To Rell, his father was a “man’s man”, strong, silent, hard-working. He’d learned so much about that type in life, but his father seemed to be those things and so much more. He wasn’t an emotional man, but he loved deeply. But his children didn’t always see it in the ways they needed. Rell always attributed it to the way his father was raised. It wasn’t something he knew much about but felt close to.

“My father was many things. He was strong, he worked hard and would hit you pretty hard if you didn’t do your chores or talked back to him. Or, thinking your shit don’t stink as he would always say. When I announced that I was enlisting in the army, he said, ‘You think your shit don’t stink, but Uncle Sam gonna learn ya’.

“I would always ask my mama why he didn’t love me? She would look at me plainly and say he’s here ain’t he? So many of my buddy's daddies didn’t live in the house, some didn’t know their father at all, so having mine there with me had to mean he loved me. He loved me enough to stay, loved me enough to discipline me, and loved me enough to try to tell me once or twice.”

Rell shifted in his seat, he waited most of his twenty-five years for his father to be vulnerable with him.

“Your granddaddy left Alabama in 1956 with the Klan on his heels. He was right about your age. He had a job in an iron factory. He worked on the line for two years. The best there ever was if you let him it. One day, he was told he was the new iron pourer on account of John Gibson getting hurt on the job. Being iron pourer meant he would make an extra $10 a week. It was considered a white man’s job around the plant.

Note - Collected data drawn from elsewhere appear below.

PR #143, opened 2019-05-02
XRDDEV-501 Fix Test TSA on bionic

iluwatar:


iluwatar:
The check fails because https://github.com/nordic-institute/X-Road/pull/142 has not been merged yet

ansible/roles/xroad-ca/tasks/main.yml
```diff
@@ -1,18 +1,25 @@
...
   package:
-    name: acl
-    state: present
+      name: acl
+      state: present
 
 - name: nginx-light
   apt: name=nginx-light state=present
 
+- name: instal incron
```
jhyoty: installing incron is unnecessary (since the experimental ca web interface is not present)

PR #150, opened 2019-05-21
WIP XRDDEV-508

raulmartinez-leadin:


src/packages/src/xroad/ubuntu/generic/control
```diff
@@ -150,7 +150,7 @@ Description: X-Road security server with Estonian settings
 Package: xroad-opmonitor
 Conflicts: xroad-center
 Architecture: all
-Depends: ${misc:Depends}, xroad-base (=${binary:Version}), xroad-confclient (=${binary:Version})
+Depends: ${misc:Depends}, net-tools, iproute2, xroad-base (=${binary:Version}), xroad-confclient (=${binary:Version})
```
jhyoty: net-tools, iproute2 are used also by other installation scripts, so putting them in xroad-base -package would probably be better. Instead of netstat (from net-tools), one could use pg_isready.

doc/Manuals/ig-ss_x-road_v6_security_server_installation_guide.md
```diff
@@ -180,6 +180,10 @@ Requirements to software and settings:
 
         sudo locale-gen en_US.UTF-8
 
+-   Ensure that the packages `locales` and `software-properties-common` are present
+
+        sudo apt-get install locales software-properties-common
+
```
jhyoty: This bullet point could be before the previous one, since the command `locale-gen` will fail if `locales` is not installed.
Also, version history and the document version should be updated.

PR #163, opened 2019-07-05
Remove RANDFILE var from CA.cnf

yamakataoka:
This fixes TEST CA's openssl internal error, when we sign CSR file.

Error massage
```
Can't load ./private/.rnd into RNG
140277469962688:error:2406F079:random number generator:RAND_load_file:Cannot open file:../crypto/rand/randfile.c:88:Filename=./private/.rnd
```

system
OS: Ubuntu 18.04
Openssl: 1.1.1

### DIFF
--- a/ansible/roles/xroad-ca/common-files/home/ca/CA/CA.cnf
+++ b/ansible/roles/xroad-ca/common-files/home/ca/CA/CA.cnf
@@ -2,7 +2,6 @@
 HOME		= .
 INTERMEDIATE    = intermediate
 INTERMEDIATE    = ${ENV::INTERMEDIATE}
-RANDFILE	= $HOME/private/.rnd
 
 [ ca ]
 # `man ca`


jhyoty:
This problem can be caused by wrong file permissions (please check that `/home/ca/CA/private/.rnd` is owned by the `ca` user) or not using the `ca` user for signing the CSRs. If the `/home/ca/CA/private/.rnd` file is missing for some reason, you can create an empty one (must be owned by the `ca` user) and it will be updated when signing the next cert.

jhyoty:
https://github.com/nordic-institute/X-Road/commit/98b16b00 should ensure that the .rnd file exists in new test CA installations.

yamakataoka:
@jhyoty 
There is no `/home/ca/CA/private/.rnd` file. Yes, making empty file solved the problem.
Okey, could you tell me how to do new test CA installation on existing dev environment?

PR #165, opened 2019-07-05
XRDDEV-560

petkivim:
Implement Security Server `ownerChange` management service:

- Add `ownerChange` management service.
- Update CS UI so that requests can be approved / declined.
  - UI does not provide features for creating `ownerChange` requests manually - a complementary request is created automatically from a request from Security Server is received.
- Implement automatic approval of `ownerChange` management requests.
- Update documentation.
- Update `managementservices.wsdl ` and  `request.xsd`

### DIFF
--- a/src/center-common/app/models/owner_change_request.rb
+++ b/src/center-common/app/models/owner_change_request.rb
@@ -117,6 +117,14 @@ class OwnerChangeRequest < RequestWithProcessing
             :user => sec_serv_user))
     end
 
+    # New owner must be registered as a client on the security server
+    if !client.security_servers.include?(server)
+      raise InvalidOwnerChangeRequestException.new(
+          I18n.t("requests.not_registered_client",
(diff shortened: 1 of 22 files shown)


src/center-common/app/models/owner_change_request.rb
```diff
@@ -0,0 +1,145 @@
...
+      raise InvalidOwnerChangeRequestException.new(
+          I18n.t("requests.duplicate_owner_change_requests",
+            :user => sec_serv_user,
+            :security_server => security_server,
+            :received => previous_request.created_at,
+            :id => previous_request.id))
+    end
+  end
+
+  def validate_request
```
jhyoty: It probably should be verified that the new owner is a registered client of the security server.

petkivim: Fixed in the commit 86f9e83.

PR #177, opened 2019-08-14
XRDDEV-136

iluwatar:
- Add automatic backups for Central and Security Server
- By default backs up daily and retention policy removes backups older than 30 days
- Add `-S` switch to command line backup that allows skipping database dump. Restore can handle backups with and without included database dumps.
- Update Central and Security Server user manuals


src/packages/src/xroad/common/proxy/usr/share/xroad/scripts/get_security_server_id.sh
```diff
@@ -0,0 +1,8 @@
+#!/bin/bash
+
+PW=$(crudini --get /etc/xroad/db.properties '' serverconf.hibernate.connection.password)
+USER=$(crudini --get /etc/xroad/db.properties '' serverconf.hibernate.connection.username)
+PORT=$(crudini --get /etc/xroad/db.properties '' serverconf.hibernate.connection.url | cut -d '/' -f 3 | cut -d ':' -f2)
+
```
jhyoty: should also parse host so that the script works if the DB is not local.

src/packages/src/xroad/common/proxy/usr/share/xroad/scripts/autobackup_xroad_proxy_configuration.sh
```diff
@@ -0,0 +1,8 @@
+#!/bin/bash
+
+ID=$(source /usr/share/xroad/scripts/get_security_server_id.sh)
+if [[ -n "${ID}" ]] ; then
+  SCRIPT="/usr/share/xroad/scripts/backup_xroad_proxy_configuration.sh"
+  FILENAME="/var/lib/xroad/backup/ss-automatic-backup-$(date +\%Y_\%m_\%d_\%H\%M\%S).tar"
```
jhyoty: escaping % in unnecessary

iluwatar:
Pushed the requested changes

PR #182, opened 2019-08-22
XRDDEV-571

jhyoty:
Do not use PostgreSQL 'lo' extension. Fixes xroad-addon-messagelog does not work in AWS RDS.


jhyoty:
retest this please

PR #368, opened 2020-02-13
Xrddev 817

raits:
Added the server name to the header. The server address is shown on hover.

### DIFF
--- a/src/proxy-ui-api/frontend/src/store/modules/user.ts
+++ b/src/proxy-ui-api/frontend/src/store/modules/user.ts
@@ -4,17 +4,20 @@ import _ from 'lodash';
 import { ActionTree, GetterTree, Module, MutationTree } from 'vuex';
 import { RootState } from '../types';
 import { mainTabs } from '@/global';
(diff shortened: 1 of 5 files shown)


src/proxy-ui-api/frontend/src/store/modules/user.ts
```diff
@@ -121,6 +131,20 @@ export const actions: ActionTree<UserState, RootState> = {
       });
   },
 
+  async fetchCurrentSecurityServer({ commit }) {
+    return axios.get<SecurityServer[]>('/security-servers?current_server=true')
+      .then((resp) => {
+        if (resp.data?.length !== 1) {
+          throw new Error(`Failed to set current security server. Expected the response to contain 1 item, actual was ${resp.data?.length}`);
```
Riippi: The error text should be localised?
clients.ts has an example how to use i18n  in vuex.

raits: Added localization.

PR #370, opened 2020-02-14
XRDDEV-831

raits:
Implemented the dialog functionality, also made it so saving refreshes the certificate in the parent view.

One small change also to .prettierrc to set tab width to 2.

### DIFF
--- a/src/proxy-ui-api/frontend/src/views/KeysAndCertificates/SecurityServerTlsCertificate/GenerateTlsAndCertificateDialog.vue
+++ b/src/proxy-ui-api/frontend/src/views/KeysAndCertificates/SecurityServerTlsCertificate/GenerateTlsAndCertificateDialog.vue
@@ -9,10 +9,10 @@
     :loading="loading"
   >
     <div slot="content">
-      <p>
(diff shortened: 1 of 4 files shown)


src/proxy-ui-api/frontend/src/views/KeysAndCertificates/SecurityServerTlsCertificate/GenerateTlsAndCertificateDialog.vue
```diff
@@ -0,0 +1,69 @@
...
+      type: Boolean,
+      required: true,
+    },
+  },
+  methods: {
+    save() {
+      this.loading = true;
+      api
+        .post('/system/certificate', {})
+        .then((_) => {
```
Riippi: Whi there is _  in here?

raits: Actually not needed in this instance. I am used to writing .then(_ => {}) in which case "_" marks the unused parameter, otherwise it will be an error or a warning. 

Since the linter changes it to (_) => {} then it is no longer needed.

Fixed.

PR #373, opened 2020-02-17
XRDDEV-873 Load internal tls key cert

carohauta:
`InternalKeyManager` and `InternalTrustManager` are now able to get a new `InternalSSLKey` -> this removes the need to restart the proxy process every time the internal key is rotated by an admin.

The `InternalSSLKey` is cached by default for 180 seconds to possibly avoid a file system read every time an internal request is processed.

JIRA: https://jira.niis.org/browse/XRDDEV-873


src/common-util/src/main/java/ee/ria/xroad/common/SystemProperties.java
```diff
@@ -174,6 +174,9 @@ private SystemProperties() {
     public static final String SERVER_CONF_CACHE_PERIOD =
             PREFIX + "proxy.server-conf-cache-period";
 
+    public static final String INTERNAL_KEY_CACHE_PERIOD =
+            PREFIX + "proxy.internal-key-cache-period";
```
jhyoty: Setting server-conf-cache-period to zero disables all serverconf caching, in which case this setting has no effect. Is it really necessary to have a separate cache period for the internal key?

src/proxy/src/main/java/ee/ria/xroad/proxy/util/InternalKeyManager.java
```diff
@@ -41,16 +42,14 @@
 /**
  * a KeyManager that holds the internal SSL Key
  */
-@RequiredArgsConstructor
+@NoArgsConstructor
```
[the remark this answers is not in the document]
carohauta: Removed the annotation.

src/common-util/src/main/java/ee/ria/xroad/common/SystemProperties.java
carohauta: These now use the same cache period: `proxy.server-conf-cache-period` which is 60 seconds by default. Also updated documentation accordingly

PR #380, opened 2020-02-19
XRDDEV-860 add client

jansu76:
https://jira.niis.org/browse/XRDDEV-860

New endpoint `POST /clients` for adding new clients


jansu76:
Realized there is a problem, you can add clients from other instances, and you should not be able to do so. Fixing.

src/proxy-ui-api/src/test/java/org/niis/xroad/restapi/service/ClientServiceIntegrationTest.java
```diff
@@ -114,10 +147,282 @@ public void setup() throws Exception {
...
+    }
+    private long countByType(boolean subsystems) {
+        List<ClientType> localClients = clientService.getAllLocalClients();
+        return localClients.stream()
+                .filter(client -> (client.getIdentifier().getSubsystemCode() != null) == subsystems)
+                .count();
+    }
+
+    @Test
+    public void addLocalClientSubsystemToExistingClient() throws Exception {
```
carohauta: Very thorough testing on this quite error prone feature! 👍

src/proxy-ui-api/src/main/java/org/niis/xroad/restapi/service/ClientService.java
```diff
@@ -439,4 +464,121 @@ public ClientType deleteTlsCertificate(ClientId id, String certificateHash)
...
+        } else {
+            client.setClientStatus(ClientType.STATUS_SAVED);
+        }
+        client.setIsAuthentication(isAuthentication.name());
+        ServerConfType serverConfType = serverConfService.getServerConf();
+        client.setConf(serverConfType);
+        serverConfType.getClient().add(client);
+
+        clientRepository.saveOrUpdate(client);
+        return client;
```
carohauta: Just wondering why this does not require saving the `serverConfType` itself? Since there is `cascade=none` from `ClientType` to `ServerConf` now.

carohauta: Answering to myself here: probably the `@Transactional` annotation kicking in

jansu76: `serverConfType` is already a managed entity; if there was some change that needs to be saved to database, it would automatically be saved by the JPA implementation when `flush` happens (probably, but not guaranteed, when transaction commits, so as you said, when @Transactional kicks in). You only need to manually save entities when they are new or transient.

Also serverConfType itself is not changed, all the DB changes are related to client object and client table.

This is probably a bit inaccurate / fuzzy explanation, tried to find a more exact and concrete explanation but did not find one quickly, sorry.

PR #381, opened 2020-02-20
Xrddev 842 localgroups add e2etests

olliru:
End 2 end tests for localgroups add function
Fixed client certificate and logout tests
Updated chrome driver and configuration

### DIFF
--- a/src/proxy-ui-api/frontend/tests/e2e/pages/ssMainPage.js
+++ b/src/proxy-ui-api/frontend/tests/e2e/pages/ssMainPage.js
@@ -15,6 +15,14 @@ var navigateCommands = {
   openSettingsTab: function() {
     this.click('@settingsTab');
     return this;
+  },
+  logout: function() {
+    this.click('@userMenuButton').click('@userMenuitemLogout');
+    return this;
+  },
+  acceptLogout: function() {
+    this.click('@logoutOKButton');
+    return this;
   }
 };
 
@@ -96,7 +104,13 @@ module.exports = {
       locateStrategy: 'xpath' },
     userMenuButton: { 
       selector: 'div.v-toolbar__content button .mdi-account-circle', 
-      locateStrategy: 'css selector' }
+      locateStrategy: 'css selector' },
+    userMenuitemLogout: { 
+      selector: '#logout-list-tile', 
+      locateStrategy: 'css selector' },
+    logoutOKButton: { 
+      selector: '//div[contains(@class, "v-dialog")]//button[.//*[contains(text(), "Ok")]]', 
+      locateStrategy: 'xpath' }
   },
   sections: {
     clientsTab: {
--- a/src/proxy-ui-api/frontend/tests/e2e/pages/ssMainPage.js
+++ b/src/proxy-ui-api/frontend/tests/e2e/pages/ssMainPage.js
@@ -30,8 +30,53 @@ var clientTabCommands = {
   clickStatusHeader: function() {
     this.click('@listStatusHeader');
     return this;
+  },
+  openTestGov: function() {
+    this.click('@testGovListItem');
+    return this;
+  },
+  openTestService: function() {
+    this.click('@testServiceListItem');
+    return this;
   }
 };
+
+var clientInfoCommands = {
+  openDetailsTab: function() {
+    this.click('@detailsTab');
+    return this;
+  },
+  openServiceClientsTab: function() {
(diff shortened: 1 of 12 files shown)


src/proxy-ui-api/frontend/tests/e2e/pages/ssMainPage.js
```diff
@@ -15,35 +15,234 @@ var navigateCommands = {
...
 
-var clientTabCommands = {};
 
 module.exports = {
   url: process.env.VUE_DEV_SERVER_URL,
   commands: [navigateCommands],
   elements: {
     clientsTab: { 
-      selector: '//div[contains(@class, "v-tabs__bar")]//a[text()="clients"]', 
+      selector: '//div[contains(@class, "v-tabs-bar__content")]//a[text()="Clients"]',
```
TJaakkola: Depending on generated class-names can crash when the library generating the html is updated. This relates to the comment below. There seems to be several issues like this so I won't create more comments about those. 

No need to act on this as the situation may be getting better considering those test-data attributes?

src/proxy-ui-api/frontend/tests/e2e/specs/ss-clients-details.js
```diff
@@ -0,0 +1,85 @@
...
+  tags: ['ss', 'clients', 'clientdetails'],
+  'Security server clients list': browser => {
+    const frontPage = browser.page.ssFrontPage();
+    const mainPage = browser.page.ssMainPage();
+    const clientsTab = mainPage.section.clientsTab;
+    const clientInfo = mainPage.section.clientInfo;
+    const clientDetails = clientInfo.section.details;
+    const certificatePopup = mainPage.section.certificatePopup;
+
+    // Open SUT and check that page is loaded
```
TJaakkola: What is 'SUT'? Perhaps break it down instead :)

src/proxy-ui-api/frontend/tests/e2e/specs/ss-clients-list.js
```diff
@@ -0,0 +1,84 @@
...
+    const frontPage = browser.page.ssFrontPage();
+    const mainPage = browser.page.ssMainPage();
+    const clientsTab = mainPage.section.clientsTab
+
+    // Open SUT and check that page is loaded
+    frontPage.navigate();
+    browser.waitForElementVisible('//*[@id="app"]');
+
+    // Enter valid credentials
+    frontPage
```
TJaakkola: This block is used several times. Maybe refactor it inside a function?

src/proxy-ui-api/frontend/tests/e2e/specs/ss-clients-list.js
```diff
@@ -0,0 +1,84 @@
...
+      .signin();
+
+    // Switch to clients tab and verify
+    mainPage.openClientsTab();
+    browser.waitForElementVisible(clientsTab);
+
+    // Verify default sorting and list items
+    browser
+      .waitForElementVisible('//th[span[contains(text(),"Name")] and contains(@class, "active") and contains(@aria-sort, "ascending")]')
+      .waitForElementVisible('(//tbody/tr)[1]//span[contains(text(),"TestCom")]')
```
TJaakkola: Would it make it easier to create a function that generates these nearly identical strings. Something like this:

```
const generateSSClientTableRow = (index, text) => {
  return `(//tbody/tr)[${index}]//span[contains(text(), "${text}")]`
}
```

and then call it:
`generateSSClientTableRow(1, "TestCom")`

src/proxy-ui-api/frontend/tests/e2e/specs/ss-logout.js
```diff
@@ -0,0 +1,57 @@
...
+  'Security server logout': browser => {
+    const frontPage = browser.page.ssFrontPage();
+    const mainPage = browser.page.ssMainPage();
+
+    // Navigate to app and check that the browser has loaded the page
+    frontPage.navigate();
+    browser.waitForElementVisible('//*[@id="app"]');
+
+    // Enter valid credentials
+    frontPage
```
TJaakkola: Again this duplicated block that could be refactored to a function

jansu76:
Changes request to this PR are handled elsewhere. Closing this to clean up https://niis.slack.com/archives/GGBHVCYSY/p1595333532008600?thread_ts=1590999066.002500&cid=GGBHVCYSY

PR #385, opened 2020-02-23
XRDDEV-892 / XRDDEV-893 / XRDDEV-897 / XRDDEV-899

petkivim:
- XRDDEV-892: API for listing configuration backup files 
- XRDDEV-893: API for deleting a configuration backup file
- XRDDEV-897: API for downloading configuration backup file
- XRDDEV-899: API for backing up configuration
- Unit tests


src/proxy-ui-api/src/main/java/org/niis/xroad/restapi/repository/BackupsRepository.java
```diff
@@ -0,0 +1,130 @@
...
+    private static final int DIR_MAX_DEPTH = 1;
+
+    /**
+     * Read backup files from configuration backup path
+     * @return
+     */
+    public List<File> getBackupFiles() {
+        try (Stream<Path> walk = Files.walk(Paths.get(CONFIGURATION_BACKUP_PATH), DIR_MAX_DEPTH)) {
+            return walk.map(Path::toString)
+                    .filter(f -> f.endsWith(BACKUP_FILE_EXTENSION))
```
jansu76: Old implementation is more strict in filtering:
- https://github.com/nordic-institute/X-Road/blob/09f42ff76da5aa42da09d58fd287246e25e8bc36/src/common-ui/lib/common-ui/backup_utils.rb#L51-L52
- https://github.com/nordic-institute/X-Road/blob/09f42ff76da5aa42da09d58fd287246e25e8bc36/src/common-ui/lib/common-ui/io_utils.rb#L139-L141

Should we implement the same logic? I think this implementation would list more backups than the old UI (e.g. backup files starting with a dot)

src/proxy-ui-api/src/main/java/org/niis/xroad/restapi/repository/BackupsRepository.java
```diff
@@ -0,0 +1,130 @@
...
+            throw new RuntimeException(ioe);
+        }
+    }
+
+    /**
+     * Get the creation date/time of a backup file
+     * @param filename
+     * @return
+     */
+    public Date getCreatedAt(String filename) {
```
jansu76: Using `OffsetDateTime` here would not be wrong choice either, since that is what we will end up using after some conversions, anyway.

src/proxy-ui-api/src/main/java/org/niis/xroad/restapi/repository/BackupsRepository.java
```diff
@@ -0,0 +1,130 @@
...
+        Path path = getFilePath(filename);
+        try {
+            FileTime creationTime = (FileTime) Files.getAttribute(path, "creationTime");
```
jansu76: I guess there would be also this option https://docs.oracle.com/javase/8/docs/api/java/nio/file/attribute/BasicFileAttributes.html which removes the need for attribute name String https://stackoverflow.com/a/2724009/1469083

Not very important detail though.

src/proxy-ui-api/src/main/java/org/niis/xroad/restapi/repository/BackupsRepository.java
```diff
@@ -0,0 +1,130 @@
...
+            throw new RuntimeException(ioe);
+        }
+    }
+
+    /**
+     * Return configuration backup path with a trailing slash
+     * @return
+     */
+    public String getConfigurationBackupPath() {
+        return CONFIGURATION_BACKUP_PATH  + (CONFIGURATION_BACKUP_PATH.endsWith("/") ? "" : "/");
```
jansu76: Usually generic advice is that these should use `File.separator` instead of `"/"`. There is some limited use of File.separator in the codebase already.

DefaultFilepaths.CONF_BACKUP_PATH uses hard coded "/" but maybe there is some tiny change that someone will run this with overridden CONF_BACKUP_PATH on a system with different file separator.

I don't see how File.separator would break otherwise working configuration, so there should not be too much of a downside for changing. But this is not a super important detail. It's more of a style issue.

src/proxy-ui-api/src/main/java/org/niis/xroad/restapi/service/BackupsService.java
```diff
@@ -0,0 +1,190 @@
...
+        }
+        return backup.get();
+    }
+
+    /**
+     * Check if a backup file with the given filename exists
+     * @param filename
+     * @return
+     */
+    private Optional<Backup> backupExists(String filename) {
```
jansu76: maybe more idiomatic naming is that a `backupExists()` method returns boolean, and method returning Optional is named e.g. `getBackup()`

src/proxy-ui-api/src/main/java/org/niis/xroad/restapi/service/BackupsService.java
```diff
@@ -0,0 +1,190 @@
...
+        backupsRepository.deleteBackupFile(filename);
+    }
+
+    /**
+     * Read backup file's content
+     * @param filename
+     * @return
+     * @throws BackupFileNotFoundException
+     */
+    public byte[] readBackupFile(String filename) throws BackupFileNotFoundException {
```
jansu76: How does this work with weird / hostile filenames? Could you use e.g. path travelsals ("../../etc/passwd")? 

Spring firewall prevents some of these on the controller layer currently, but service should be safe anyway.

src/proxy-ui-api/src/test/java/org/niis/xroad/restapi/converter/BackupsConverterTest.java
```diff
@@ -0,0 +1,87 @@
...
+import java.util.Arrays;
+import java.util.List;
+
+import static org.junit.Assert.assertEquals;
+
+/**
+ * Test BackupsConverter
+ */
+@RunWith(SpringRunner.class)
+@SpringBootTest
```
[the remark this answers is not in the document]
petkivim: Fixed.

src/proxy-ui-api/src/test/java/org/niis/xroad/restapi/openapi/BackupsApiControllerTest.java
```diff
@@ -0,0 +1,209 @@
...
+
+    @MockBean
+    BackupsRepository backupsRepository;
+
+    @Autowired
+    private BackupsApiController backupsApiController;
+
+    private static final String BASE_DIR = "/tmp/backups/";
+
+    private static final String BACKUP_FILE_1_NAME = "ss-automatic-backup-2020_02_19_031502.tar";
```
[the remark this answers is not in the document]
petkivim: File removed.

src/proxy-ui-api/src/test/java/org/niis/xroad/restapi/openapi/BackupsApiControllerTest.java
```diff
@@ -0,0 +1,209 @@
...
+    }
+
+    @Test
+    @WithMockUser(authorities = { "BACKUP_CONFIGURATION" })
+    public void downloadBackup() throws Exception {
+        byte[] bytes = null;
+        try (InputStream is = getClass().getClassLoader().getResourceAsStream(BACKUP_FILE_1_NAME)) {
+            bytes = IOUtils.toByteArray(is);
+        }
+        when(backupsRepository.readBackupFile(BACKUP_FILE_1_NAME)).thenReturn(bytes);
```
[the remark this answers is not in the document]
petkivim: File removed and updated test as suggested.

src/proxy-ui-api/src/main/java/org/niis/xroad/restapi/converter/BackupsConverter.java
```diff
@@ -0,0 +1,53 @@
...
+
+import java.io.File;
+import java.util.List;
+import java.util.stream.Collectors;
+
+/**
+ * Converter for backups related data between openapi and service domain classes
+ */
+@Component
+public class BackupsConverter {
```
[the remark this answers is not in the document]
petkivim: Fixed.

src/proxy-ui-api/src/main/java/org/niis/xroad/restapi/service/BackupsService.java
```diff
@@ -0,0 +1,190 @@
...
+ */
+@Slf4j
+@Service
+@PreAuthorize("isAuthenticated()")
+public class BackupsService {
+
+    private static final String BACKUP_GENERATION_FAILED = "backup_generation_failed";
+
+    private final BackupsRepository backupsRepository;
+    private final BackupsConverter backupsConverter;
```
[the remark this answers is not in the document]
petkivim: Moved converter reference from service layer to API layer. In addition, I added a new BackupFile DTO that is used by the service layer.

https://github.com/nordic-institute/X-Road/pull/385/commits/50b21f45828a0a0deec03af392b19b01ff7c67e1#diff-4a6737d3ff19bbbfdb8b6edc282a5df2

src/proxy-ui-api/src/main/java/org/niis/xroad/restapi/repository/BackupsRepository.java
petkivim: I changed it `OffsetDateTime` which made the implementation more straightforward.

src/proxy-ui-api/src/main/java/org/niis/xroad/restapi/repository/BackupsRepository.java
petkivim: You're right, the default configuration includes the trailing `/`. Since the default value can be overridden, it's possible for an admin to change the location and set the new value without the trailing `/`. Maybe not very common, but possible. However, I replaced the hardcoded `/` with `File.separator`.

src/proxy-ui-api/src/main/java/org/niis/xroad/restapi/service/BackupsService.java
petkivim: Method name updated.

src/proxy-ui-api/src/main/java/org/niis/xroad/restapi/service/BackupsService.java
petkivim: Before trying to read the file, the given filename is validated against existing backup files. If the given filename does not match to an existing backup filename, `BackupFileNotFoundException` exception is thrown. The existing backup file names must meet the requirements of the backup filename filter.

https://github.com/nordic-institute/X-Road/pull/385/files#diff-de66d07ae90cf7c796f633208bd7dc09R55

This should prevent accessing other than valid backup files.

src/proxy-ui-api/src/main/java/org/niis/xroad/restapi/repository/BackupsRepository.java
petkivim: The new UI/API implements now the same validation rules that the old UI does. Subdirectories are excluded using `DIR_MAX_DEPTH = 1` and valid file names are limited to `"^(?!\\.)[\\w\\.\\-]+\\.tar$"` pattern.

src/proxy-ui-api/src/main/java/org/niis/xroad/restapi/openapi/BackupsApiController.java
```diff
@@ -25,34 +25,77 @@
...
     }
 
     @Override
-    public Optional<NativeWebRequest> getRequest() {
-        return Optional.ofNullable(request);
+    @PreAuthorize("hasAuthority('BACKUP_CONFIGURATION')")
+    public ResponseEntity<Backup> addBackup() {
+        try {
+            Backup backup = backupsService.generateBackup();
+            return new ResponseEntity<>(backup, HttpStatus.ACCEPTED);
```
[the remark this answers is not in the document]
petkivim: Return code is changed to `CREATED`. However, I did not use ApiUtil-added details since we don't have an endpoint to access the metadata of a specific backup. This is aligned with other similar endpoints, e.g. [adding a configured timestamping service](https://github.com/nordic-institute/X-Road/blob/0626f471cf11671ce7295a782600039509c45719/src/proxy-ui-api/src/main/java/org/niis/xroad/restapi/openapi/SystemApiController.java#L132) (`POST /api/timestamping-services`).

src/proxy-ui-api/src/main/java/org/niis/xroad/restapi/repository/BackupsRepository.java
petkivim: Changed.

src/proxy-ui-api/src/main/java/org/niis/xroad/restapi/repository/BackupsRepository.java
jansu76: Very nice! Documenting what the regexp does in https://github.com/nordic-institute/X-Road/blob/7187427ed43ff2f7334fcc221c0df08a4359e57d/src/proxy-ui-api/src/main/java/org/niis/xroad/restapi/repository/BackupRepository.java#L53-L54 is also really great, since regexps are difficult to read and adding a few lines of comments helps reviewer / modifier a lot.

src/proxy-ui-api/src/main/java/org/niis/xroad/restapi/service/BackupsService.java
jansu76: Good, I did not fully track how readBackupFile is used - seems exploits are not possible. Also, the added more strict filename validation helps in this.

“Well, payday came that week and his check was short ten dollars. He went to the head man and asked about his pay raise. The head man looked at him and laughed, told him that niggers don’t get pay raises. Your granddaddy told me that he was a stowaway on a train North before that man hit the ground.”

Edward pulled out a chair at the table but didn’t sit. Instead, he moved further away from his son. Tyrell took this to signal the end of the conversation, the end of his father’s vulnerability.

“He threw a few things in a pillowcase and took all the money he had, about $80, and took off. He made it all the way to Petersburg, VA before anyone saw him. They threw him off the train and he picked up some work here and there. Nothing too serious, nothing that allowed him to plant his feet. He always said he felt Jim Crow didn’t allow him to be the man he was born to be. So, he took off again, spent some time in West Virginia, and eventually, he landed in Baltimore. That’s where he met my mother.  That was ‘65, ‘66, she was a sophomore at Morgan State, and he was working in the cafeteria.”

“Wait, that would make him like 35?”

“At least. He never really knew what year he was born. He didn’t really have much schooling either. Everything he learned was on account of having seen it done first.”

“So, he couldn’t read?”

“I guess he knew his name, a few other words here and there, but definitely ‘Whites Only’.”

Tyrell started to ask a question but the reality of being illiterate in the Jim Crow South settled in his chest.

“He said it was love at first sight for him, but it took Mama two years to see him looking. He gave her extra mashed potatoes, yams, potato salad, whatever he was serving. He said she needed some meat on her bones to be his woman, but she’ll tell you he was trying to get her attention.”

“For two years?”

“Well, he was married?”


“Yes sir. He left a wife in Alabama, met another in Virginia, and left her in Maryland when he came chasing after my mama. Left a trail of kids from Birmingham to Philadelphia.”

“It doesn’t seem like he was a good man, Pops?”

“Ain’t for me to say, son. He was my father and he did the best he could with what he knew. And that wasn’t too much.”

Edward grabbed his pan of chicken and headed out the back door to his grill. Tyrell remembered his question but decided it may be best unanswered. The pile of books in front of him could never teach him what he just learned about life.